**WORK TO COMPLETE**
Please copy out every line in the entries that includes the word "main".

** Opening DATA SHOWN block **

Issue #1173, opened 2023-01-20
[feature] Upgrade to Node.js 20(LTS)


DreamOfIce:
As written in https://github.com/nodejs/release#release-schedule, support for node.js 16 was end in September 2023.
Therefore, it is recommended to upgrade to node.js 20.
Also, many of the features in node.js 20 are enabled by default, such as `--experimental-wasm-threads` and `--experimental-wasm-bulk-memory`.

sbc100:
Moved to `emsdk` since its the emsdk version of node we are talking about upgrading (emscripten itself already supports newer versions).

DreamOfIce:
> Moved to `emsdk` since its the emsdk version of node we are talking about upgrading (emscripten itself already supports newer versions).

Are there any impediments to updating ci's version of Ubuntu? After all, the five-year free support period for Ubuntu 18 is almost up

sbc100:
Yes, there were impediments.  We don't have direct control over the VM.   But I think we have now overcome those.

BTW, according to https://wiki.ubuntu.com/Releases ubunut/bionic 18.04 LTS is supported until April 2028.

The issue of what version of node we use internally in emsdk should really be an implementation detail though.    I think the real issue is that we are putting our internal version of node in the emsdk user's path, and we should focus on fixing that.  Even if/when we update to node v18 that will also be wrong version for many users who have already installed their own.

DreamOfIce:
I agree with this, forcing the specified version of node into path is a very bad idea. We should at least provide an option to use the system node.

Considering that the lifecycle of node.js14 is coming to an end, updating the bundled node version is unavoidable, even if only for security reasons

BTW, the free LTS period for Ubuntu 18 will end in April and paid commercial support for the next five years

sbc100:
> Considering that the lifecycle of node.js14 is coming to an end, updating the bundled node version is unavoidable, even if only for security reasons

I think unavoidable might be too strong a word there.  Perhaps inadvisable.

sbc100:
> Considering that the lifecycle of node.js14 is coming to an end, updating the bundled node version is unavoidable, even if only for security reasons
> 

Emscripten's use of node is as part of the compiler toolchain and as such it does not process untrusted code.   There is no protection at all against hostile user input in emscripten, regardless of node version.  For example `--library-js=foo.js` executes `foo.js` with full user permissions at build time.

DreamOfIce:
[...]

PR #1183, opened 2023-02-07
Upgrade CI to Ubuntu 20.04 LTS (Focal)

DreamOfIce:
# Why
On one hand Ubuntu18's free LTS cycle is ended, and on the other hand Ubuntu18 does not support nodejs greater than v18.
# What's changed.
1. update the Linux Docker image to buildpack-deps:focal
2. some compatibility changes
3. use the new recommended way to install Docker ([see here](https://docs.docker.com/engine/install/ubuntu/))

See https://github.com/emscripten-core/emsdk/issues/1173


sbc100:
I could of comments:

Firstly, we should gets some consensus that we are ok with dropping support for bionic.  @juj is often concerned about supported older OSes but I think mostly around macOS and windows. 

Secondly, I suggest we update to 20.04 focal which will effect fewer users.   This also happens to be the update that we recently did on the emscripten-releases bots which actually build the emsdk binaries, so I think the makes sense to do that same update there.  If you are ok with that could you update this PR to use focal instead?

sbc100:
Looks like we do document the system requirements here: https://github.com/emscripten-core/emsdk#linux , so those should be updated too.

.circleci/config.yml
```diff
@@ -39,7 +42,7 @@ jobs:
       - checkout
       - run:
           name: Install debian packages
-          command: apt-get update -q && apt-get install -q -y cmake build-essential openjdk-8-jre-headless ksh zsh
+          command: apt-get update -q && apt-get install -q -y cmake build-essential openjdk-8-jre-headless ksh zsh python-is-python3
```
sbc100, line 45: Why is `python-is-python3` needed here?

.circleci/config.yml
```diff
@@ -134,12 +137,19 @@ jobs:
...
           name: install docker
-          command: apt-get update -q && apt-get install -q -y docker.io
+          command: |
+            apt-get update -q 
+            apt-get install -q -y ca-certificates curl gnupg lsb-release
+            mkdir -p /etc/apt/keyrings
+            curl -fsSL https://download.docker.com/linux/ubuntu/gpg | gpg --dearmor -o /etc/apt/keyrings/docker.gpg
+            echo "deb [arch=$(dpkg --print-architecture) signed-by=/etc/apt/keyrings/docker.gpg] https://download.docker.com/linux/ubuntu $(lsb_release -cs) stable" | tee /etc/apt/sources.list.d/docker.list > /dev/null
+            apt-get update -q
+            apt-get install -q -y docker-ce docker-ce-cli containerd.io docker-compose-plugin
```
sbc100, line 152: Why is all this extra stuff needed here?

DreamOfIce: Docker has updated the recommended installation method, see https://docs.docker.com/engine/install/ubuntu/#uninstall-old-versions
I think since they have updated the system version, these can be updated together.

.circleci/config.yml
DreamOfIce: The purpose of this package is to point python to python3. If not installed, test-linux will complain that python cannot be found:  [log](https://app.circleci.com/pipelines/github/DreamOfIce/emsdk/4/workflows/5e1dbeda-c74e-41ff-9a21-7fea461e7859/jobs/27)

DreamOfIce:
> I could of comments:
> 
> Firstly, we should gets some consensus that we are ok with dropping support for bionic. @juj is often concerned about supported older OSes but I think mostly around macOS and windows.
> 
> Secondly, I suggest we update to 20.04 focal which will effect fewer users. This also happens to be the update that we recently did on the emscripten-releases bots which actually build the emsdk binaries, so I think the makes sense to do that same update there. If you are ok with that could you update this PR to use focal instead?

Sounds good, I'll give it a try 😄

.circleci/config.yml
sbc100: I think it might make more sense to change the #! line in test.py instead.

.circleci/config.yml
sbc100: Is that needed as part of this change to a new ubuntu version?  If not, lets make that a separate change maybe?

DreamOfIce: No, it is not necessary

.circleci/config.yml
DreamOfIce: > I think it might make more sense to change the #! line in test.py instead.

No, this is a problem with https://github.com/DreamOfIce/emsdk/blob/main/test/test.py#L223
Here the command python is called directly

DreamOfIce:
All CI tests under focal passed

.circleci/config.yml
sbc100: I think you can just drop the `python` from that string (or replace it with `sys.executable`)

DreamOfIce: Completed!

.circleci/config.yml
DreamOfIce: > Is that needed as part of this change to a new ubuntu version? If not, lets make that a separate change maybe?

However, as of now, I don't see the new versions 23.0.0 and 21.10.22/23 in the docker.io package, so I think it's best to use the new installation method

juj:
> Firstly, we should gets some consensus that we are ok with dropping support for bionic. @juj is often concerned about supported older OSes but I think mostly around macOS and windows.

We do ship Emsdk on Ubuntu 18 and some other Linuxes, though we do build our own Emsdk + Emscripten bundles manually, and don't rely on the automated CI here.

So I am wholly ok with the automated emsdk CI here being upgraded to newer Linux targets, as we will still test to know that our older target is supported. (it does not look like there is any needed change to actively break support for Emsdk/Emscripten for older Linuxes)

.circleci/config.yml
sbc100: Can you remove this part of the change and submit a separate PR?     Seems like this is switching from the ubuntu packaged docker to directly using the upstream pacakges.  We can discuss that separately there maybe?

sbc100:
> So I am wholly ok with the automated emsdk CI here being upgraded to newer Linux targets, as we will still test to know that our older target is supported. (it does not look like there is any needed change to actively break support for Emsdk/Emscripten for older Linuxes)

The problem is that if we stop testing on older version of linux then dependencies on newer glibc could creep into our binaries without us noticing.    If we decide that the binaries are only tested on focal then the chances of them continuing to work on older linuxs over time will be low. 

Since you are building your own binaries when you target Ubuntu 18 at least we don't need to worry about that use case, but we should reach on the mailing list to see if others are depending on these binaries running on Ubuntu 18.

We actually currently build the binaries against the debian/stretch sysroot:  https://chromium.googlesource.com/emscripten-releases/+/refs/heads/main/src/build.py#65.

So the current situation is a little more confusing that I had thought:

Binaries built against: Debian/Stretch (glibc 2.24)
Binaries built on: Ubuntu/Focal 20.04 (glibc 2.31)
Current document requirement: Ubuntu/Xenial 16.04 (glibc 2.23)
Oldest linux version by our users: ???

Actual glibc dependencies in current binaries:

```
$ readelf -V upstream/bin/clang 
...
Version needs section '.gnu.version_r' contains 8 entries:
 Addr: 0x00000000001111d0  Offset: 0x001111d0  Link: 7 (.dynstr)
...
  0x0180:   Name: GLIBC_2.16  Flags: none  Version: 17
```

GLIBC_2.16 seems to be the current highest value.

.circleci/config.yml
DreamOfIce: Okay, I'll revert this change first, and open a separate one later

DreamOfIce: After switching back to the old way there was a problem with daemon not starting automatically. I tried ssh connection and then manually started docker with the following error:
PR #1186, opened 2023-02-14
Windows Arm64 support for emsdk.py only

Blackhex:
This PR add support for Visual Studio Build Tools 2022 (Preview) compilation of packages using emsdk.py on and for Windows Arm64.

### DIFF
--- a/emsdk.py
+++ b/emsdk.py
@@ -142,9 +142,6 @@ elif machine.endswith('86'):
   ARCH = 'x86'
 elif machine.startswith('aarch64') or machine.lower().startswith('arm64'):
   ARCH = 'aarch64'
-  if WINDOWS:
-      errlog('No support for Windows on Arm, fallback to x64')
-      ARCH = 'x86_64'
 elif machine.startswith('arm'):
   ARCH = 'arm'
 else:
@@ -256,7 +253,11 @@ def vswhere(version):
     if not program_files:
       program_files = os.environ['ProgramFiles']
     vswhere_path = os.path.join(program_files, 'Microsoft Visual Studio', 'Installer', 'vswhere.exe')
-    output = json.loads(subprocess.check_output([vswhere_path, '-latest', '-version', '[%s.0,%s.0)' % (version, version + 1), '-requires', 'Microsoft.VisualStudio.Component.VC.Tools.x86.x64', '-property', 'installationPath', '-format', 'json']))
+    # Source: https://learn.microsoft.com/en-us/visualstudio/install/workload-component-id-vs-build-tools?view=vs-2022
+    tools_arch = 'ARM64' if ARCH == 'aarch64' else 'x86.x64'
+    # The "-products *" allows detection of Build Tools, the "-prerelease" allows detection of Preview version
+    # of Visual Studio and Build Tools.
+    output = json.loads(subprocess.check_output([vswhere_path, '-latest', '-products', '*', '-prerelease', '-version', '[%s.0,%s.0)' % (version, version + 1), '-requires', 'Microsoft.VisualStudio.Component.VC.Tools.' + tools_arch, '-property', 'installationPath', '-format', 'json']))
     return str(output[0]['installationPath'])
   except Exception:
     return ''
@@ -1014,6 +1015,32 @@ def xcode_sdk_version():
     return subprocess.checkplatform.mac_ver()[0].split('.')
 
 
+def cmake_target_platform(tool):
+  # Source: https://cmake.org/cmake/help/latest/generator/Visual%20Studio%2017%202022.html#platform-selection
+  if hasattr(tool, 'arch'):
+    if tool.arch == 'aarch64':
+      return 'ARM64'
+    elif tool.arch == 'x86_64':
+      return 'x64'
+    elif tool.arch == 'x86':
+      return 'Win32'
+  if ARCH == 'aarch64':
+    return 'ARM64'
+  else:
+    return 'x64' if tool.bitness == 64 else 'Win32'
+
+
+def cmake_host_platform():
+  # Source: https://cmake.org/cmake/help/latest/generator/Visual%20Studio%2017%202022.html#toolset-selection
+  arch_to_cmake_host_platform = {
+    'aarch64': 'ARM64',
+    'arm': 'ARM',
+    'x86_64': 'x64',
+    'x86': 'x86'
+  }
+  return arch_to_cmake_host_platform[ARCH]
+
+
 def get_generator_and_config_args(tool):
   args = []
   cmake_generator = CMAKE_GENERATOR
@@ -1021,8 +1048,8 @@ def get_generator_and_config_args(tool):
     # With Visual Studio 16 2019, CMake changed the way they specify target arch.
     # Instead of appending it into the CMake generator line, it is specified
     # with a -A arch parameter.
-    args += ['-A', 'x64' if tool.bitness == 64 else 'x86']
-    args += ['-Thost=x64']
+    args += ['-A', cmake_target_platform(tool)]
+    args += ['-Thost=' + cmake_host_platform()]
   elif 'Visual Studio' in CMAKE_GENERATOR and tool.bitness == 64:
     cmake_generator += ' Win64'
     args += ['-Thost=x64']
@@ -1831,6 +1858,10 @@ class Tool(object):
     elif hasattr(self, 'git_branch'):
       success = git_clone_checkout_and_pull(url, self.installation_path(), self.git_branch)
     elif url.endswith(ARCHIVE_SUFFIXES):
+      global ARCH
+      if WINDOWS and ARCH == 'aarch64':
+        errlog('No support for Windows on Arm, fallback to x64')
+        ARCH = 'x86_64'
       success = download_and_unzip(url, self.installation_path(), filename_prefix=getattr(self, 'zipfile_prefix', ''))
     else:
       assert False, 'unhandled url type: ' + url


emsdk.py
```diff
@@ -256,7 +253,8 @@ def vswhere(version):
     if not program_files:
       program_files = os.environ['ProgramFiles']
     vswhere_path = os.path.join(program_files, 'Microsoft Visual Studio', 'Installer', 'vswhere.exe')
-    output = json.loads(subprocess.check_output([vswhere_path, '-latest', '-version', '[%s.0,%s.0)' % (version, version + 1), '-requires', 'Microsoft.VisualStudio.Component.VC.Tools.x86.x64', '-property', 'installationPath', '-format', 'json']))
+    tools_arch = ('ARM64' if ARCH == 'aarch64' else 'x86.x64')
+    output = json.loads(subprocess.check_output([vswhere_path, '-latest', '-products', '*', '-prerelease', '-version', '[%s.0,%s.0)' % (version, version + 1), '-requires', 'Microsoft.VisualStudio.Component.VC.Tools.' + tools_arch, '-property', 'installationPath', '-format', 'json']))
```
Blackhex, line 257: The `-products *` allows detection of Build Tools, the `-prerelease` allows detection of Preview version of Visual Studio and Build Tools.

emsdk.py
```diff
@@ -1014,15 +1012,40 @@ def xcode_sdk_version():
...
+
+def decide_cmake_host_platform():
+  if ARCH == 'aarch64':
+    return 'ARM64'
+  elif ARCH == 'arm':
+    return 'ARM'
+  elif ARCH == 'x86_64':
+    return 'x64'
+  else:
+    return 'x86'
```
sbc100, line 1037: How about writing this a dict so it will crash accordingly on unknown arch instead of defaulting to x86. e.g.


```
  cmake_arch = { 'aarch64': 'arm64' ... }
  return cmake_arch[ARCH]
```

Also should ARM64 and ARM be capitalized here.  I'd rather keep them all lowercase if that works?

emsdk.py
```diff
@@ -256,7 +253,8 @@ def vswhere(version):
     if not program_files:
       program_files = os.environ['ProgramFiles']
     vswhere_path = os.path.join(program_files, 'Microsoft Visual Studio', 'Installer', 'vswhere.exe')
-    output = json.loads(subprocess.check_output([vswhere_path, '-latest', '-version', '[%s.0,%s.0)' % (version, version + 1), '-requires', 'Microsoft.VisualStudio.Component.VC.Tools.x86.x64', '-property', 'installationPath', '-format', 'json']))
+    tools_arch = ('ARM64' if ARCH == 'aarch64' else 'x86.x64')
```
sbc100, line 256: Can arm64 be lowercase here? 

Should we switch our internal ARCH=aarch64 to ARCH=arm64 maybe?  

No need for brackets around this expression.

emsdk.py
```diff
@@ -1014,15 +1012,40 @@ def xcode_sdk_version():
     return subprocess.checkplatform.mac_ver()[0].split('.')
 
 
+def decide_cmake_target_platform(tool):
+  if hasattr(tool, 'arch') and tool.arch == 'aarch64':
+    return 'ARM64'
+  elif hasattr(tool, 'arch') and tool.arch == 'x86_64':
+    return 'x64'
+  elif hasattr(tool, 'arch') and tool.arch == 'x86':
+    return 'x86'
```
sbc100, line 1021: How about just one `if hasattr(tool, 'arch')` here.

e.g.

```
if hasattr(tool, 'arch'):
   tools_arch_map = {'aarch64': ARM64' ...}
   return tool_arch_map[tool.arch]
// Fall back to host arch. 
if ARCH == 'aarch64':
    return 'ARM64'
  else:
    return 'x64' if tool.bitness == 64 else 'x86'
```
 
Should we call `decide_cmake_host_platform` for the fallback case?

emsdk.py
```diff
@@ -1360,7 +1383,7 @@ def build_binaryen_tool(tool):
     return False
 
   # Make
-  success = make_build(build_root, build_type, 'x64' if tool.bitness == 64 else 'Win32')
+  success = make_build(build_root, build_type)
```
sbc100, line 1386: I guess maybe the removal of this third unused argument could be its own NFC (non-functional-change)?  But its not a big deal if you want to leave it as part of this one..

sbc100 (approved):
lgtm with comments addressed.

Thanks for working on this!

emsdk.py
```diff
@@ -1014,15 +1012,40 @@ def xcode_sdk_version():
...
   args = []
   cmake_generator = CMAKE_GENERATOR
   if 'Visual Studio 16' in CMAKE_GENERATOR or 'Visual Studio 17' in CMAKE_GENERATOR:  # VS2019 or VS2022
     # With Visual Studio 16 2019, CMake changed the way they specify target arch.
     # Instead of appending it into the CMake generator line, it is specified
     # with a -A arch parameter.
-    args += ['-A', 'x64' if tool.bitness == 64 else 'x86']
-    args += ['-Thost=x64']
+    args += ['-A', decide_cmake_target_platform(tool)]
+    args += ['-Thost=' + decide_cmake_host_platform()]
```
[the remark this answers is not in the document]
Blackhex: I wanted to be consistent with with `decide_cmake_build_type` but OK.

emsdk.py
Blackhex: This is driven by VS component IDs so it should be capital: https://learn.microsoft.com/en-us/visualstudio/install/workload-component-id-vs-build-tools?view=vs-2022.

`aarch64` came from Unix-like systems and the value is used both for Linux, MacOS and Windows. I'd keep it as is unless we wan't to distinguish between different OSes.

emsdk.py
Blackhex: The code style has changed and the values fixed according to the source references added. The host platform and target platform values has different syntax as you can see in the sources.

emsdk.py
Blackhex: The code style fixed and the values changed according to the source reference.

emsdk.py
Blackhex: Are you sure this is unused?

Blackhex: You decide, I had those changes written before VS 2022 support was added upstream so when I was updating my old changes including VS 2022 support to the new upstream state, this change was some kind of leftover of the code adding the VS 2022 support.

sbc100: I always prefer smaller and separate changes.  So I would prefer a separate PR in this case if you have time.

emsdk.py
```diff
@@ -256,7 +253,9 @@ def vswhere(version):
     if not program_files:
       program_files = os.environ['ProgramFiles']
     vswhere_path = os.path.join(program_files, 'Microsoft Visual Studio', 'Installer', 'vswhere.exe')
-    output = json.loads(subprocess.check_output([vswhere_path, '-latest', '-version', '[%s.0,%s.0)' % (version, version + 1), '-requires', 'Microsoft.VisualStudio.Component.VC.Tools.x86.x64', '-property', 'installationPath', '-format', 'json']))
+    # Source: https://learn.microsoft.com/en-us/visualstudio/install/workload-component-id-vs-build-tools?view=vs-2022
+    tools_arch = 'ARM64' if ARCH == 'aarch64' else 'x86.x64'
```
sbc100, line 257: If this is supposed to be uppercase why isn't the else case "X86.X64"?

emsdk.py
sbc100: Perhaps put this in a comment on the line above?

emsdk.py
```diff
@@ -1014,15 +1013,48 @@ def xcode_sdk_version():
     return subprocess.checkplatform.mac_ver()[0].split('.')
 
 
+def cmake_target_platform_no_tool_arch(tool):
+    if ARCH == 'aarch64':
+      return 'ARM64'
+    else:
+      return 'x64' if tool.bitness == 64 else 'Win32'
```
sbc100, line 1020: Is the return value here supposed to be uppercase?

What happens when this function is called on non-windows platforms?

emsdk.py
```diff
@@ -1014,15 +1013,48 @@ def xcode_sdk_version():
...
+    if tool.arch == 'aarch64':
+      return 'ARM64'
+    elif tool.arch == 'x86_64':
+      return 'x64'
+    elif tool.arch == 'x86':
+      return 'Win32'
+    else:
+      return cmake_target_platform_no_tool_arch(tool)
+  else:
+    return cmake_target_platform_no_tool_arch(tool)
```
sbc100, line 1035: I think you can remove the to final `else` blocks here and just return `cmake_target_platform_no_tool_arch`.  

Also since `cmake_target_platform_no_tool_arch` is very simple and (after the above change) has just one calls site maybe just inline it here?

emsdk.py
```diff
@@ -1014,15 +1013,48 @@ def xcode_sdk_version():
...
+
+
+def cmake_host_platform():
```
sbc100, line 1038: Is this a arch breakdown a cmake thing or visual studio thing?  If its the latter maybe call this `vs_host_platform`?

That would also helper reader know this is a windows-only function.

emsdk.py
Blackhex: I was referring to Arm64 variant only. x86.x64 should be lower case. See [https://learn.microsoft.com/en-us/visualstudio/install/workload-component-id-vs-build-tools?view=vs-2022](https://learn.microsoft.com/en-us/visualstudio/install/workload-component-id-vs-build-tools?view=vs-2022) for the reference.

emsdk.py
Blackhex: AFAIK, it's CMake thing when the generator (`-G`) is `Visual Studio X YYYY` and other generators do not use it but `-A` option is meant to be generic so there might be other uses of it (at least in the future).

emsdk.py
Blackhex: According to [https://cmake.org/cmake/help/latest/generator/Visual%20Studio%2017%202022.html#platform-selection](https://cmake.org/cmake/help/latest/generator/Visual%20Studio%2017%202022.html#platform-selection) yes. This method should not be called on non-Windows platforms as it is called only when generator is "Visual Studio".

sbc100:
lgtm!  Thanks for working on this.

I suppose the next step would be try to build release binaries for windows/arm64 so folks don't need to build from source all the time.  Do you think we are that point where that it worth the investment?  How many windows/arm64 users are out there right now?

emsdk.py
```diff
@@ -142,9 +142,6 @@ def exit_with_error(msg):
   ARCH = 'x86'
 elif machine.startswith('aarch64') or machine.lower().startswith('arm64'):
   ARCH = 'aarch64'
-  if WINDOWS:
-      errlog('No support for Windows on Arm, fallback to x64')
-      ARCH = 'x86_64'
```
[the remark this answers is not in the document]
Blackhex: You are right, as far as there are no publicly available Arm64 binearies we should instlal the x64 ones running in emulation. But having this code here prevents form possiblility to build the Arm64 binaries from sources using emsdk.py. For that reason I've move this check into the `install_tool()` method. The code is not nice but this should be only temporary solution.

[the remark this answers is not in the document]
sbc100: One option is that we drop the hacks and folks can use `EMSDK_ARCH=x86_64 emsdk install latest` if they want to force the install the x86 binaries?   Or do you think we should continue to make it automatic?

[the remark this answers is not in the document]
Blackhex: I guess the hack is better because it keeps the current behaviour. I can rember when I started with emsdk that it took me a while to figure out that the `EMSDK_ARCH` even exists. On the other, hand note that there is this "strange" behavior: If you have Arm64 Python installed on your system and you do `emsdk.bat install latest` and `emsdk.bat activate latest`, the x64 version of emsdk Python is installed and activated and since then, `emsdk.bat install xxx` installs x64 versions anyway (without the error message). You either need to force Arm64 with `EMSDK_ARCH=aarch64` or install using `python emsdk.py install xxx`. If your system Python is x64, you need to force `EMSDK_ARCH=aarch64` in all cases.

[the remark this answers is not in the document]
pbo-linaro: Yes, the python based system detection is a bit boring, as the architecture of your python dictates which platform you have. As you mentioned, if you have an x64 python (emulated on arm64), it will say you're on an x64 cpu.

The other way to detect this under Windows is to use PROCESSOR_ARCHITECTURE env var. Same joke, from cmd.exe, it says you're on an arm64 system, and from powershell, that you're on an x64 system (because default powershell install is x64).

For this kind of case, IMHO, having an explicit option (available through help) would be the best solution. Or at least, to mention ```EMSDK_ARCH``` in help and official documentation.

Blackhex:
> I suppose the next step would be try to build release binaries for windows/arm64 so folks don't need to build from source all the time. Do you think we are that point where that it worth the investment? How many windows/arm64 users are out there right now?

@sbc100 Thank you for your help with the review and merging.

We already have some experimental binaries and now we are ensuring they can pass all the emscripten repository unit tests and some useful projects can be compiled with them. You can check out our https://github.com/Windows-on-ARM-Experiments/emsdk fork. As our team's mission is an enablement of smooth developer experience on Windows Arm64, we are happy to listen any requests or suggestions in that regards.

sbc100:
Great.  Once you have some binaries you are happen with we could consider adding them emscripten-releases-tags.json like we have to `latest-arm64-linux`:

```
{                                                                                   
  "aliases": {                                                                      
    "latest": "3.1.31",                                                             
    "latest-sdk": "latest",                                                         
    "latest-arm64-linux": "3.1.21",                                                 
    "latest-64bit": "latest",                                                       
    "sdk-latest-64bit": "latest",                                                   
    "latest-upstream": "latest",                                                                              
    "latest-clang-upstream": "latest",                                           
    "latest-releases-upstream": "latest"                                         
  }, 
```

Note that `latest-arm64-linux` is not necessarily up-to-date because we don't build the binaries with the same automatic process.  We could potentially do the same for arm64-windows?

Blackhex:
Why not target to build the Windows Arm64 regularly together with x64 ones? Cross-compilation is always the option.

sbc100:
Sure, we do that for macOS, so if its easy for windows we can do that too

** Closing DATA SHOWN block **

**SOLUTION TO THIS TASK**
No, this is a problem with https://github.com/DreamOfIce/emsdk/blob/main/test/test.py#L223
We actually currently build the binaries against the debian/stretch sysroot:  https://chromium.googlesource.com/emscripten-releases/+/refs/heads/main/src/build.py#65.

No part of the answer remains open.